PR #6512, opened 2026-05-28
fix: avoid trusting faucet service forwarded ip by default

### LINKED ISSUE #6509: Faucet service trusts forwarded IP headers by default
## Summary
`faucet_service` derives the rate-limit identity from `X-Forwarded-For` or `X-Real-IP` whenever those headers are present. Because these headers are client-controlled unless the service is definitely behind a trusted proxy, callers can spoof the client IP portion of faucet rate-limit keys.

## Impact
In direct deployments or misconfigured proxy deployments, an attacker can rotate forwarded IP headers to avoid IP-based or hybrid faucet rate limits. The service should use `REMOTE_ADDR` by default and only honor forwarded headers after an explicit operator opt-in.

## Proposed fix
Default `get_client_ip()` to ignore proxy headers, add a `security.trust_proxy_headers` opt-in for trusted proxy deployments, and add regression tests showing spoofed forwarded headers no longer bypass the default rate-limit bucket.

sirakinb:
Fixes #6509.

## Summary
- use `REMOTE_ADDR` by default for faucet service rate-limit identity
- add an explicit `security.trust_proxy_headers` opt-in for trusted proxy deployments
- add regression coverage for spoofed `X-Forwarded-For`/`X-Real-IP` headers and the opt-in path

## Testing
- `./.venv/bin/python -m pytest -q faucet_service/test_faucet_service.py`
- `PYTHONPYCACHEPREFIX=/private/tmp/rustchain-pycache python3 -m py_compile faucet_service/faucet_service.py faucet_service/test_faucet_service.py`
- `git diff --check`

### DIFF
--- a/faucet_service/faucet_service.py
+++ b/faucet_service/faucet_service.py
@@ -670,7 +670,8 @@ def register_routes(app: Flask, config: Dict, logger: logging.Logger,
             return jsonify({'ok': False, 'error': 'Wallet address required'}), 400
 
         wallet = wallet_value.strip()
-        ip = get_client_ip(request)
+        trust_proxy_headers = config.get('security', {}).get('trust_proxy_headers', False)
+        ip = get_client_ip(request, trust_proxy_headers=trust_proxy_headers)
         
         logger.info(f"Drip request: wallet={wallet}, ip={ip}")
         
@@ -848,11 +849,11 @@ faucet_up 1
             return metrics_text, 200, {'Content-Type': 'text/plain'}
 
 
-def get_client_ip(request) -> str:
-    """Get client IP address from request, handling proxies."""
-    if request.headers.get('X-Forwarded-For'):
+def get_client_ip(request, trust_proxy_headers: bool = False) -> str:
+    """Get client IP address, trusting proxy headers only when configured."""
+    if trust_proxy_headers and request.headers.get('X-Forwarded-For'):
         return request.headers.get('X-Forwarded-For').split(',')[0].strip()
-    if request.headers.get('X-Real-IP'):
+    if trust_proxy_headers and request.headers.get('X-Real-IP'):
         return request.headers.get('X-Real-IP')
     return request.remote_addr or '127.0.0.1'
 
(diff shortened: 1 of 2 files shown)


eliasx45 (approved):
Reviewed the faucet forwarded-IP hardening at `7300a91166a45ca469141a124fe1e68da892a732`.

I did not find a blocker in the changed files. The new default path passes `trust_proxy_headers=False`, so `get_client_ip()` ignores caller-controlled `X-Forwarded-For` / `X-Real-IP` values unless the operator explicitly opts in with `security.trust_proxy_headers`. That matches the security issue's goal for direct or misconfigured deployments. The tests cover direct `get_client_ip()` behavior, spoofed forwarded headers not bypassing the default drip bucket, and the explicit opt-in path.

- `.\.venv\Scripts\python.exe -m pytest faucet_service/test_faucet_service.py -q` -> 44 passed, 3 subtests passed
- `.\.venv\Scripts\python.exe -m py_compile faucet_service/faucet_service.py faucet_service/test_faucet_service.py` -> passed
- Read `Scottcjn/Rustchain#6509` and confirmed the patch changes the rate-limit identity source from always trusting proxy headers to trusting them only with explicit config.

Additional probe: with `security.trust_proxy_headers=True`, the app logs `ip=1.2.3.4` / `ip=5.6.7.8` from `X-Forwarded-For`, confirming the opt-in code path is actually used. A same-wallet second request still returns 429 because the faucet limiter intentionally also gates by wallet, which is fine and separate from the IP-source fix.

Non-blocking coverage note: `test_drip_can_trust_forwarded_for_when_configured` uses two different wallets, so most of the end-to-end success there is also explained by the wallet dimension of the rate-limit key. The direct `get_client_ip(..., trust_proxy_headers=True)` assertion already covers the opt-in helper, so I do not consider this blocking, but using the same wallet plus an assertion against recorded/logged IPs would make that test sharper.

One repo-level CI note: the full GitHub `test` job is red during collection on `node/gpu_render_endpoints.py:240` with `SyntaxError: expected 'except' or 'finally' block`, outside this PR's two changed files. The focused faucet service suite is green locally.

eliasx45:
Disclosure update for my review above: I am claiming RustChain ONBOARD review bounty #2782 for this review. RTC wallet: `RTC9aa45a5fc499eeefff084f197ed15002e2a2309f`.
-------------------------
Instructions to follow => In the material above, which lines contain "trusted"? Copy each of them.

The answer =>
`faucet_service` derives the rate-limit identity from `X-Forwarded-For` or `X-Real-IP` whenever those headers are present. Because these headers are client-controlled unless the service is definitely behind a trusted proxy, callers can spoof the client IP portion of faucet rate-limit keys.
Default `get_client_ip()` to ignore proxy headers, add a `security.trust_proxy_headers` opt-in for trusted proxy deployments, and add regression tests showing spoofed forwarded headers no longer bypass the default rate-limit bucket.
- add an explicit `security.trust_proxy_headers` opt-in for trusted proxy deployments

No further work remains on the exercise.